Dynamic organic crystals as exceptionally efficient artificial natural light-harvesting actuators

Abstract

Dynamic organic crystal materials that can directly convert solar energy into mechanical work hold the potential to be efficient artificial actuators. However, developing dynamic organic crystals that can efficiently transform natural light energy into mechanical energy is still quite challenging. Herein, a novel dynamic organic crystal whose two polymorphs (Form I and Form II) are both capable of effectively converting natural light into work was successfully synthesized. Under the irradiation of ultraviolet (UV), blue and natural light, the on/off toggling of a photosalient effect could be triggered. Specifically, under UV light irradiation, Form I demonstrates output work densities of about 4.2–8.4 × 10⁴ J m⁻³ and 1.6–4.9 × 10² J m⁻³ before and after disintegration, respectively. Form II exhibits output work densities of about 1.3 × 10² to 1.9 × 10³ J m⁻³ by means of photoinduced bending, suggesting that controllable bending may be more favorable for energy harvesting than the photosalient effect.
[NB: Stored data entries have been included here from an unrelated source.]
Issue #2337, opened 2026-04-08
Add extensive integration and cross feature testing for Log Compaction


Jameson-Crate:
Currently log compaction is not thoroughly tested and will be disabled until there is further testing. This should be re-enabled later once testing is sufficient by uncommenting the previous code and removing the relevant todo comments.

rtyler:
[via this doc](https://docs.google.com/document/d/1U86Q-3Qnqtt3EQoHWkwDZQed7ymDRz0JwlHm2FqGU5M/edit?tab=t.0)

Recently, following some issues [with partitioning](https://github.com/delta-io/delta-kernel-rs/issues/2393), the kernel team conducted an AI assisted audit of testing depth in kernel rust and, as a result, log compaction was flagged as an area where there was insufficient testing. After confirming that there was a lack of testing, but before we could take action to mitigate any issues, there was a bug reported related to reading [zero size log compaction files](https://github.com/delta-io/delta-kernel-rs/pull/2336). Upon both of these events the kernel team discussed how to proceed. Through that discussion we considered:

Disabling the feature for the time being until the development of our new testing framework which would cover testing log compaction is finished.
Leaving the feature enabled and potentially incorrect in the kernel and interrupting our current work to add all of the necessary testing.

With log compaction being primarily a feature concerned with performance and investigations into the performance impact while the feature is disabled as well as the current development plans our team decided to go with option 1 and disable the feature which was done in [this pr](https://github.com/delta-io/delta-kernel-rs/pull/2340) and tracked for re-enablement via [this issue](https://github.com/delta-io/delta-kernel-rs/issues/2337).
Post Change Issues and Review
While the motivations behind this decision were determined to be valid, the execution of the disablement had several issues which the team is aware of. The primary issue was the lack of transparency in the pr and tracking issues. These each had semi-vague descriptions that made it difficult for community members outside of the kernel team to understand. This could have been mitigated by the descriptions more thorough and better describing the processes by which this decision was made. Additionally and semi-related was our team’s lack of communication with the delta rust community. A small message in the delta users slack or request for pr review from a community member before disablement would have likely cleared up much of the confusion and helped maintain transparency.

PR #2857, opened 2026-07-01
fix!: resolve V1/V2 checkpoints by read intent and v2Checkpoint support

sanujbasu:

When kernel loads a checkpoint, it decides whether a parquet checkpoint is V1 or V2 by looking for a top-level `sidecar` column in the checkpoint schema. It takes that schema from the `_last_checkpoint` hint (`checkpointSchema`) whenever the hint is present, and only reads the parquet footer when the hint is absent.

`checkpointSchema` is an optional, writer-provided field, so a hint can be present but incomplete. If a V2 checkpoint's hint omits the `sidecar` column, the checkpoint is treated as V1: the sidecar files under `_delta_log/_sidecars/` are never read, and their `add`/`remove` actions are silently dropped from log replay, giving an incomplete view of the table with no error surfaced.

This revises the earlier version of this PR, which read the footer for every ambiguous parquet checkpoint whose hint lacked `sidecar`. That penalized the common V1 case: since real V1 tables usually do have a `checkpointSchema` hint (just one without a `sidecar` column), they would lose the hint fast path and always read the footer.

Instead, gate the decision on the caller's read intent plus the table's protocol, mirroring how the reference engine resolves checkpoints (by the `v2Checkpoint` table feature, not the hint schema):

- Reads that project only non-file actions (protocol, metaData, txn, domainMetadata) never resolve sidecars, because those actions live in the top-level checkpoint, never in sidecars. These pass `CheckpointReadIntent::NonFileActions` and always trust the hint.
- Reads that project file actions (scan, incremental scan, log compaction, the checkpoint writer) pass `CheckpointReadIntent::FileActions { could_be_v2 }`, where `could_be_v2` is whether the table supports the `v2Checkpoint` feature. A table without the feature can only have V1 checkpoints, so it keeps trusting the hint with no footer read; a table with the feature reads the footer only when the hint lacks `sidecar`.

The result: the hint fast path is preserved for the common V1 case (no extra footer read), and the silent sidecar drop is closed for V2 tables. The `v2Checkpoint` support check is available at every file-action call site from the snapshot's `TableConfiguration`, so there is no chicken-and-egg with protocol resolution: the one path where the protocol is not yet known (protocol/metadata log replay) reads no file actions and therefore never resolves sidecars. A `debug_assert` keeps the read intent in sync with the projected schema.

Added two `log_segment` tests: `test_v2_checkpoint_not_read_as_v1_when_hint_omits_sidecar` (a V2 checkpoint with sidecars plus a hint that omits `sidecar`, asserting the sidecar actions are still read) and `test_v1_checkpoint_trusts_hint_without_footer_read` (with `could_be_v2` false, a sidecar-less hint is trusted and sidecars are not resolved, so no footer read happens). Extended `test_get_file_actions_schema_v1_parquet_with_hint` to cover both the V1-trusts-hint and V2-reads-footer branches. The V2 regression test fails before this change and passes after.

Ran `cargo test -p delta_kernel --lib --all-features` (all pass), plus `cargo +nightly fmt`, `cargo clippy -p delta_kernel --all-features --tests -- -D warnings`, and `cargo doc`.

### DIFF
--- a/kernel/src/log_segment/mod.rs
+++ b/kernel/src/log_segment/mod.rs
@@ -153,6 +153,21 @@ fn schema_to_is_not_null_predicate(schema: &StructType) -> Option<PredicateRef> 
     Some(Arc::new(predicates.fold(first, Predicate::or)))
 }
 
+/// Which category of actions a checkpoint read needs from a [`LogSegment`].
+///
+/// File actions (add/remove) may live in sidecar files on V2 checkpoints, while non-file actions
+/// only ever live in the top-level checkpoint. The read path uses this to decide whether sidecars
+/// must be resolved.
+#[derive(Debug, Clone, Copy)]
+#[internal_api]
+pub(crate) enum CheckpointReadIntent {
+    /// Reads only non-file actions (protocol, metaData, txn, domainMetadata).
+    NonFileActions,
+    /// Reads file actions (add/remove). `is_v2_supported` is whether the table supports the
+    /// `v2Checkpoint` feature; when it does, a parquet checkpoint may be V2 and carry sidecars.
+    FileActions { is_v2_supported: bool },
+}
+
 impl LogSegment {
     /// Creates a LogSegment for a newly created table at version 0 from a single commit file.
     ///
@@ -702,6 +717,7 @@ impl LogSegment {
     /// IS NOT NULL predicates are automatically derived from `checkpoint_read_schema` and combined
     /// (AND) with `meta_predicate`, so callers only need to supply query-based skipping predicates.
     #[internal_api]
+    #[allow(clippy::too_many_arguments)]
     pub(crate) fn read_actions_with_projected_checkpoint_actions(
         &self,
         engine: &dyn Engine,
@@ -710,6 +726,7 @@ impl LogSegment {
         meta_predicate: Option<PredicateRef>,
         stats_schema: Option<&StructType>,
         partition_schema: Option<&StructType>,
+        intent: CheckpointReadIntent,
     ) -> DeltaResult<
         ActionsWithCheckpointInfo<impl Iterator<Item = DeltaResult<ActionsBatch>> + Send>,
     > {
@@ -732,6 +749,7 @@ impl LogSegment {
             effective_predicate,
             stats_schema,
             partition_schema,
+            intent,
         )?;
 
         Ok(ActionsWithCheckpointInfo {
@@ -748,6 +766,7 @@ impl LogSegment {
         &self,
         engine: &dyn Engine,
         action_schema: SchemaRef,
+        intent: CheckpointReadIntent,
     ) -> DeltaResult<impl Iterator<Item = DeltaResult<ActionsBatch>> + Send> {
         let result = self.read_actions_with_projected_checkpoint_actions(
             engine,
@@ -756,6 +775,7 @@ impl LogSegment {
             None,
             None,
             None,
+            intent,
         )?;
         Ok(result.actions)
     }
@@ -820,6 +840,7 @@ impl LogSegment {
     fn get_file_actions_schema_and_sidecars(
         &self,
         engine: &dyn Engine,
+        is_v2_supported: bool,
     ) -> DeltaResult<(Option<SchemaRef>, Vec<FileMeta>)> {
         // Hint schema from `_last_checkpoint` avoids footer reads when available.
         let hint_schema = self.checkpoint_schema();
@@ -832,9 +853,10 @@ impl LogSegment {
 
         match &checkpoint.file_type {
             MultiPartCheckpoint { .. } => {
-                // Multi-part checkpoints are always V1 and never have sidecars.
+                // Multi-part checkpoints are always V1 and never have sidecars, so the hint is
+                // trusted regardless of `is_v2_supported`.
                 let schema =
-                    Self::read_checkpoint_schema(engine, checkpoint, hint_schema.as_ref())?;
+                    Self::read_checkpoint_schema(engine, checkpoint, hint_schema.as_ref(), false)?;
                 Ok((Some(schema), vec![]))
             }
             UuidCheckpoint if checkpoint.extension.as_str() == "json" => {
@@ -844,9 +866,15 @@ impl LogSegment {
             }
             SinglePartCheckpoint | UuidCheckpoint if checkpoint.extension.as_str() == "parquet" => {
                 // Parquet checkpoint (classic-named or UUID-named): either can be V1 or V2.
-                // Check for sidecar column to distinguish.
-                let checkpoint_schema =
-                    Self::read_checkpoint_schema(engine, checkpoint, hint_schema.as_ref())?;
+                // Distinguish by the sidecar column; when the table could be V2 the hint is
+                // trusted only if it proves V2, else the footer is read (see
+                // `read_checkpoint_schema`).
+                let checkpoint_schema = Self::read_checkpoint_schema(
+                    engine,
+                    checkpoint,
+                    hint_schema.as_ref(),
+                    is_v2_supported,
+                )?;
                 if checkpoint_schema.field(SIDECAR_NAME).is_some() {
                     self.read_sidecar_schema_and_files(engine, checkpoint, Some(&checkpoint_schema))
                 } else {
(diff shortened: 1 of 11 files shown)


kernel/src/log_segment/mod.rs
```diff
@@ -153,6 +153,16 @@ fn schema_to_is_not_null_predicate(schema: &StructType) -> Option<PredicateRef>
     Some(Arc::new(predicates.fold(first, Predicate::or)))
 }
 
+/// Whether a checkpoint could be V2 (and thus reference sidecars). Governs how far the
+/// `_last_checkpoint` hint schema can be trusted when deciding V1 vs V2.
+enum CheckpointKind {
+    /// Always V1, never has sidecars (e.g. multi-part). The hint is trusted whenever present.
+    AlwaysV1,
+    /// May be V1 or V2 (single-file or UUID parquet). The hint is trusted only if it already has
+    /// a `sidecar` column; otherwise the parquet footer is read to decide.
```
kyli87: From PR description:
>checkpointSchema is an optional, writer-provided field, so a hint can be present but incomplete. **If a V2 checkpoint's hint omits the sidecar column**

This seems like a weird edge case to try to handle... even if `checkpointSchema` itself is optional per protocol, when the schema is present, then it *should* be correct unless the writer completely botched it? If we start treating the schema as not trustworthy, then we'll never be able to use it? Or is there something I'm missing about how this can happen?

kernel/src/log_segment/tests.rs
```diff
@@ -2762,18 +2874,15 @@ async fn test_get_file_actions_schema_v1_parquet_with_hint(
         );
     }
 
-    // Verify that get_file_actions_schema_and_sidecars returns appropriate schema based on hint
-    // version
+    // A single-file parquet checkpoint always reads the footer to decide V1 vs V2: the hint has no
+    // `sidecar` column, so it can't rule out a V2 checkpoint. The returned schema is the footer's,
+    // regardless of whether the hint version matched.
```
kyli87: Isn't this losing out on a significant optimization? This means that v1 checkpoints will never trust the hint schema and always have to read the parquet footer

kernel/src/log_segment/mod.rs
sanujbasu: Good question. I re-evaluated some of this logic against Spark after this question. Id say this is defense in depth. So trust but verify. Spark has a more sound logic for checkpoint replay which doesn't penalize the V1 path which is the vast majority of checkpoints. i'll rewrite the logic to not impact V1 and also not hit this 
bug which could lead to wrong results due to dropped sidecars. Yes the bug will happen when the writer botches it. But Murphys law :)

kernel/src/log_segment/tests.rs
sanujbasu: The cost of one additional footer compared to the rest of the replay is not significant but i can rewrite this
in a way that we don't penalize V1 sidecars.

kernel/src/log_segment/mod.rs
```diff
@@ -905,16 +941,25 @@ impl LogSegment {
...
-            self.get_file_actions_schema_and_sidecars(engine)?
-        } else {
-            (None, vec![])
+        let (file_actions_schema, sidecar_files) = match intent {
+            CheckpointReadIntent::FileActions { could_be_v2 } => {
+                self.get_file_actions_schema_and_sidecars(engine, could_be_v2)?
+            }
+            CheckpointReadIntent::NonFileActions => (None, vec![]),
         };
+        let need_file_actions = matches!(intent, CheckpointReadIntent::FileActions { .. });
```
kyli87: I think this `need_file_actions` variable can be removed - it's only used for `needs_sidecar = need_file_actions && !sidecar_files.is_empty()` below. But `sidecar_files` can't be non-empty unless `need_file_actions` is true, so the extra clause is redundant.

kernel/src/log_segment/mod.rs
```diff
@@ -153,6 +153,21 @@ fn schema_to_is_not_null_predicate(schema: &StructType) -> Option<PredicateRef>
...
+pub(crate) enum CheckpointReadIntent {
+    /// Only non-file actions (protocol, metaData, txn, domainMetadata). These live in the
+    /// top-level checkpoint, never in sidecars, so sidecars are never resolved and the
+    /// checkpoint's V1/V2 format is irrelevant.
+    NonFileActions,
+    /// File actions (add/remove), which V2 checkpoints move into sidecar files. `could_be_v2` is
+    /// whether the protocol supports the `v2Checkpoint` feature: when `true` a classic- or
+    /// UUID-named parquet checkpoint may carry sidecars, so the footer is read to disambiguate;
+    /// when `false` it can only be V1 and the `_last_checkpoint` schema hint is trusted.
+    FileActions { could_be_v2: bool },
```
kyli87: nit: rename `could_be_v2` -> `is_v2_supported`?

kernel/src/log_segment/mod.rs
```diff
@@ -153,6 +153,21 @@ fn schema_to_is_not_null_predicate(schema: &StructType) -> Option<PredicateRef>
...
+#[internal_api]
+pub(crate) enum CheckpointReadIntent {
+    /// Only non-file actions (protocol, metaData, txn, domainMetadata). These live in the
+    /// top-level checkpoint, never in sidecars, so sidecars are never resolved and the
+    /// checkpoint's V1/V2 format is irrelevant.
+    NonFileActions,
+    /// File actions (add/remove), which V2 checkpoints move into sidecar files. `could_be_v2` is
+    /// whether the protocol supports the `v2Checkpoint` feature: when `true` a classic- or
+    /// UUID-named parquet checkpoint may carry sidecars, so the footer is read to disambiguate;
+    /// when `false` it can only be V1 and the `_last_checkpoint` schema hint is trusted.
```
kyli87: AI comment nit - I feel like this documentation is too focused on the sidecar implication and how `get_file_actions_schema_and_sidecars` eventually uses it. But this is a more general type (or at least it tries to be)

kernel/src/table_configuration.rs
```diff
@@ -519,6 +519,15 @@ impl TableConfiguration {
             || self.is_feature_supported(&TableFeature::CatalogOwnedPreview)
     }
 
+    /// Whether this table supports the `v2Checkpoint` feature, meaning a parquet checkpoint may be
+    /// a V2 checkpoint carrying sidecar files. Callers reading file actions use this to decide
+    /// whether the `_last_checkpoint` schema hint can be trusted or the parquet footer must be
+    /// read to distinguish V1 from V2.
```
kyli87: > Callers reading file actions use this to decide whether the `_last_checkpoint` schema hint can be trusted or the parquet footer must be read to distinguish V1 from V2.

nit: AI comment feels overly specific to how this PR uses this helper.

kyli87 (commented):
mostly lgtm - few nits

kernel/src/log_segment/mod.rs
sanujbasu: Done in 6cff805b. Removed `need_file_actions`; `needs_sidecar` is now just `!sidecar_files.is_empty()`, since sidecars are only resolved on the `FileActions` path so a non-empty list already implies that intent. Kept the `debug_assert` that intent matches the projected schema.

kernel/src/log_segment/mod.rs
sanujbasu: Done in 6cff805b -- renamed `could_be_v2` to `is_v2_supported` across the enum field, params, and all call sites.

kernel/src/log_segment/mod.rs
sanujbasu: Done in 6cff805b. Rewrote the enum doc to describe the general intent (which category of actions the read needs), with the sidecar/V2 detail left to the `FileActions` variant.

kernel/src/table_configuration.rs
sanujbasu: Done in 6cff805b -- trimmed to just what the method reports (the table supports the `v2Checkpoint` feature, so a parquet checkpoint may be V2 with sidecars); dropped the caller-usage sentence.

sanujbasu:
CI note: all build/test/run-examples jobs are green after the fixes. The only remaining red is `codecov/patch` (a diff-ratio threshold, not a build/test failure). Its 11 flagged lines are: 6 in `log_compaction/writer.rs::compaction_data`, which is unreachable dead code today (`LogCompactionWriter::try_new` returns `Err("Log compaction is not currently supported")`, gated on #2337, so no test can cover it); plus a few one-line `is_v2_supported` call-site bindings and match-branch partials in `log_segment/mod.rs`. The V1/V2 gating logic itself is covered by the two new `log_segment` tests, and project coverage rises +0.15% overall.

kernel/src/log_segment/mod.rs
scovich: There are an infinite number of ways a botched write could bork the table. We can't check them all, nor recover from most; what makes this corner case special?

sanujbasu: This case is already handled a certain way in Spark. The changes make sure Kernel aligns itself to the same approach without any performance cost. 

This corner case leads to silent data loss while others might lead to failures which is strictly better. 

While we cant handle infinite ways , Id strongly argue addressing the scenarios which could be handled knowing thats its already handled elsewhere.

PR #2858, opened 2026-07-01
fix: allow null and non-string values in commitInfo.operationParameters

### LINKED ISSUE #501: Allow `commitInfo`'s `operationParameters` to have non-string values
For existing tables in the wild we've seen some with `"operationParameters":{"version":10,"timestamp":null}`. This breaks reads with the following error:
```
Error: Arrow(JsonError("whilst decoding field 'commitInfo': whilst decoding field 'operationParameters': expected string got 10"))
```

Despite `commitInfo` allowing arbitrary JSON, we attempt to prescribe structure when reading. This should almost never fail but due to arrow json reading it errors on attempting to read int `10` as a String.

We likely need to come up with a way to allow deserializing arbitrary JSON in `operationParameters`? How can we represent that with our existing `Schema` system?

rostyslav007:

Adds `#[allow_null_container_values]` to the `operation_parameters` field in `CommitInfo`, allowing null values in `commitInfo.operationParameters`.

The Delta protocol specifies that commitInfo can contain ["any valid JSON-formatted data"](https://github.com/delta-io/delta/blob/master/PROTOCOL.md). In practice, engines write `operationParameters` with null values such as:

```json
"operationParameters": {
    "mode": "Overwrite",
    "description": null,
    "statsOnLoad": false
}
```

The map schema declared values as non-nullable `String`, so Arrow's JSON reader rejected null values with:
```
StructArray re-validation failed: Found unmasked nulls for non-nullable StructArray field "value"
```

Non-string primitives (booleans, integers) were already handled by Arrow's `coerce_primitive(true)` setting. The fix is specifically for **null values**: `#[allow_null_container_values]` makes the map's value field nullable in the Arrow schema. Entries with null values are excluded from the resulting map during materialization — this is safe because `operationParameters` is informational metadata that the kernel does not inspect. This matches how `partition_values` and `tags` already handle nulls.

No public API changes.

- Updated the existing known-issue test (`commit_info_operation_parameters_known_issue`) to pass instead of `#[should_panic]`
- Added test case for boolean values (`"statsOnLoad": false`) — already handled by `coerce_primitive`, but good to cover explicitly
- Added test case for integer values (`"version": 10`) — the exact case from issue #501, also handled by `coerce_primitive`
- All 12 `read_actions_with_null_map_values` test cases pass
- Additionally tested end-to-end with a patched `deltalake` Python wheel against real Delta tables, verifying that Polars can scan tables that previously failed

Closes #501


rostyslav007:
Ready for review — CI needs maintainer approval to run (first-time contributor).

PR #2859, opened 2026-07-01
fix: parse empty-string partition values with spark cast semantics

DrakeLin:

Kernel never persists a literal empty-string partition value (it collapses empties to an absent map entry on write), but a foreign writer can. On read, an empty string was parsed to null for every type. This changes empty-string partition values to follow a non-ANSI SQL cast: `""` stays `""` for string, becomes empty bytes for binary, and becomes null for every other type (an empty string has no representation for non-string/binary types).

The rule lives in one place, `PrimitiveType::empty_string_partition_cast`, and is applied consistently across the parse paths so a checkpoint and its source commits always agree:

- `parse_partition_value_raw` (transform spec, scan skipping)
- `parse_partition_scalar` (Arrow expression evaluation)
- `MAP_TO_STRUCT` (checkpoint `partitionValues_parsed` reconstruction)

This also fixes partition pruning: previously an empty-string value collapsed to null, so `p_str = 'other'` conservatively kept an empty-string file. It is now pruned correctly, and `IS NULL` / `IS NOT NULL` behave consistently with the value being a real empty string.

- Unit tests for each parse path asserting the cast semantics (string/binary/other).
- Integration tests standing in a foreign writer that persists a literal `""`, asserting the reconstructed `partitionValues_parsed` matches for both a JSON commit and a kernel-written checkpoint's native column.
- Partition-pruning tests asserting an empty-string file is kept under `p_str = ''` / `IS NULL`, pruned under `p_str = 'other'` / `IS NOT NULL`, plus a binary-column case, parameterized over `native_checkpoint`.

`add_transform_omits_to_json_when_synthesis_skipped` was converted from an `#[rstest]` over `has_partition_values_parsed` to a plain `#[test]`: that parameter toggles a column read vs. `MAP_TO_STRUCT`, neither of which is a `ToJson` node, so it was orthogonal to the `ToJson` count the test asserts.

### DIFF
--- a/kernel/src/checkpoint/checkpoint_transform.rs
+++ b/kernel/src/checkpoint/checkpoint_transform.rs
@@ -200,6 +200,11 @@ fn build_stats_parsed_expr(stats_schema: &SchemaRef) -> ExpressionRef {
 /// itself carries no schema, so the expression evaluator uses the expected output type to
 /// parse each string value into the correct native type.
 ///
+/// `MAP_TO_STRUCT` reconstructs the same typed struct the scan reads, so a checkpoint and its
+/// source commits surface identical partition values (the read and this fallback never disagree).
+/// Kernel never writes a literal empty-string partition value, so the only rows this affects hold
+/// a foreign `""`, which reconstructs identically here and on read.
+///
 /// Column paths are relative to the full batch, not the nested Add struct.
 fn build_partition_values_parsed_expr() -> ExpressionRef {
     Arc::new(Expression::coalesce([
@@ -425,6 +430,25 @@ mod tests {
         assert!(
             is_replacement(inner, PARTITION_VALUES_PARSED_FIELD),
             "partitionValues_parsed should be replaced"
+        );
+    }
+
+    /// The checkpoint falls back to `MAP_TO_STRUCT` over `partitionValues` when no native
+    /// `partitionValues_parsed` column is present, so a checkpoint reconstructs the same typed
+    /// struct the scan reads and the two can never disagree on a value.
+    #[test]
+    fn build_partition_values_parsed_expr_falls_back_to_map_to_struct() {
+        let expr = build_partition_values_parsed_expr();
+        let Expression::Variadic(coalesce) = expr.as_ref() else {
+            panic!("expected a COALESCE expression");
+        };
+        let has_map_to_struct_fallback = coalesce
+            .exprs
+            .iter()
+            .any(|e| matches!(e, Expression::MapToStruct(_)));
+        assert!(
+            has_map_to_struct_fallback,
+            "checkpoint partitionValues_parsed must reconstruct via MAP_TO_STRUCT"
         );
     }
 
--- a/kernel/src/checkpoint/checkpoint_transform.rs
+++ b/kernel/src/checkpoint/checkpoint_transform.rs
@@ -201,8 +201,9 @@ fn build_stats_parsed_expr(stats_schema: &SchemaRef) -> ExpressionRef {
 /// parse each string value into the correct native type.
 ///
 /// The fallback uses the same `MAP_TO_STRUCT` the scan applies, so an empty-string partition value
-/// (only ever a foreign `""`, since the kernel collapses empties to an absent map entry on write)
-/// reconstructs into the checkpoint identically to how the scan reconstructs it from a commit.
+/// (only ever a foreign `""`, since kernel serializes its own empty and null partition values to
+/// JSON null on write) reconstructs into the checkpoint identically to how the scan reconstructs it
+/// from a commit.
 ///
 /// Column paths are relative to the full batch, not the nested Add struct.
 fn build_partition_values_parsed_expr() -> ExpressionRef {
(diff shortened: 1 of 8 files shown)


kernel/src/expressions/mod.rs
```diff
@@ -538,8 +538,9 @@ impl ParseJsonExpression {
 /// Transforms a `Map<String, String>` column into a struct whose schema is provided by the
 /// evaluator's output type (via `result_type`). Each row in the map column becomes one row in
 /// the output struct column: a `key` -> `value` mapping in the map means the struct field named
-/// `key` receives `value`, parsed into the field's target type using Delta's partition value
-/// serialization rules ([`PrimitiveType::parse_scalar`]).
+/// `key` receives `value`, parsed into the field's target type via [`PrimitiveType::parse_scalar`].
+/// An empty-string value is the exception: it casts to itself for string, to empty bytes for
+/// binary, and to null for every other type.
```
dengsh12: NIT: Wonder if we want to say it's to align with spark, future readers may wonder the reason empty string is special? E.g.
```suggestion
/// An empty-string value is the exception(aligning with spark): it casts to itself for string, to empty bytes for
/// binary, and to null for every other type.
```

Same to other comments stating empty string -> empty string rule

kernel/tests/integration/parsed_partition_values.rs
```diff
@@ -134,3 +144,242 @@ fn scan_metadata_emits_partition_values_parsed_across_column_mapping(
...
+
+    let snapshot = Snapshot::builder_for(url.clone())
+        .build(engine.as_ref())
+        .unwrap();
+    let scan = snapshot
+        .scan_builder()
+        .with_partition_values(PartitionValuesOptions::with_struct())
+        .build()
+        .unwrap();
+
```
dengsh12, line 275: NIT: Could we assert if the snapshot's log segment really contains the checkpoint?

kernel/tests/integration/parsed_partition_values.rs
```diff
@@ -134,3 +144,242 @@ fn scan_metadata_emits_partition_values_parsed_across_column_mapping(
...
+        "empty-string file must be kept under p_str = ''"
+    );
+    assert_eq!(
+        surviving(Predicate::eq(col!("p_str"), lit("other"))),
+        vec![other.clone()],
+        "empty-string file must be pruned under p_str = 'other'"
+    );
+    // Both partition values are non-null ("" and "other"), so IS NULL prunes both and IS NOT NULL
+    // keeps both. The empty file surviving IS NOT NULL is the fix: before the cast change "" was
+    // null, so it would have been kept under IS NULL and pruned under IS NOT NULL.
```
dengsh12: NIT: Feel like we don't need to say before the fix/ after the fix, as we are testing the current behavior
```suggestion
    // keeps both.
```

kernel/tests/integration/parsed_partition_values.rs
```diff
@@ -134,3 +144,242 @@ fn scan_metadata_emits_partition_values_parsed_across_column_mapping(
...
+        .unwrap();
+
+    let mut asserted_rows = 0;
+    for scan_metadata in scan.scan_metadata(engine.as_ref()).unwrap() {
+        let (data, selection) = scan_metadata.unwrap().scan_files.into_parts();
+        let batch: RecordBatch = ArrowEngineData::try_from_engine_data(data).unwrap().into();
+        let batch = filter_record_batch(&batch, &BooleanArray::from(selection)).unwrap();
+        if batch.num_rows() == 0 {
+            continue;
+        }
```
dengsh12: IIUC, the test is deterministic and bacth.num_rows == 0 can never happen? 
```suggestion
```

kernel/src/checkpoint/checkpoint_transform.rs
```diff
@@ -200,6 +200,10 @@ fn build_stats_parsed_expr(stats_schema: &SchemaRef) -> ExpressionRef {
 /// itself carries no schema, so the expression evaluator uses the expected output type to
 /// parse each string value into the correct native type.
 ///
+/// The fallback uses the same `MAP_TO_STRUCT` the scan applies, so an empty-string partition value
+/// (only ever a foreign `""`, since the kernel collapses empties to an absent map entry on write)
```
dengsh12: NIT: ` kernel collapses empties to an absent map entry on write` I'm not pretty clear what it refers to, does it mean kernel turns null to "" on write, or ...?

dengsh12 (approved):
LGTM with NITs

Jameson-Crate (approved):

kernel/src/checkpoint/checkpoint_transform.rs
DrakeLin: Reworded to "kernel serializes its own empty and null partition values to JSON null on write" at all sites carrying the inaccurate phrasing.

kernel/src/expressions/mod.rs
DrakeLin: Updated to add "(aligning with Spark)" at both spelled-out sites

kernel/tests/integration/parsed_partition_values.rs
DrakeLin: Done

kernel/tests/integration/parsed_partition_values.rs
DrakeLin: Correct

kernel/tests/integration/parsed_partition_values.rs
DrakeLin: Updated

Utilizing the exceptionally high energy transduction efficiency of Form I, we developed a natural light-driven micro-actuator that can realize output work densities of 2.8–5.0 × 10⁴ J m⁻³. The natural light-harvesting performance of this actuator significantly surpasses those of previously reported photomechanical crystals and could even be comparable to thermal actuators.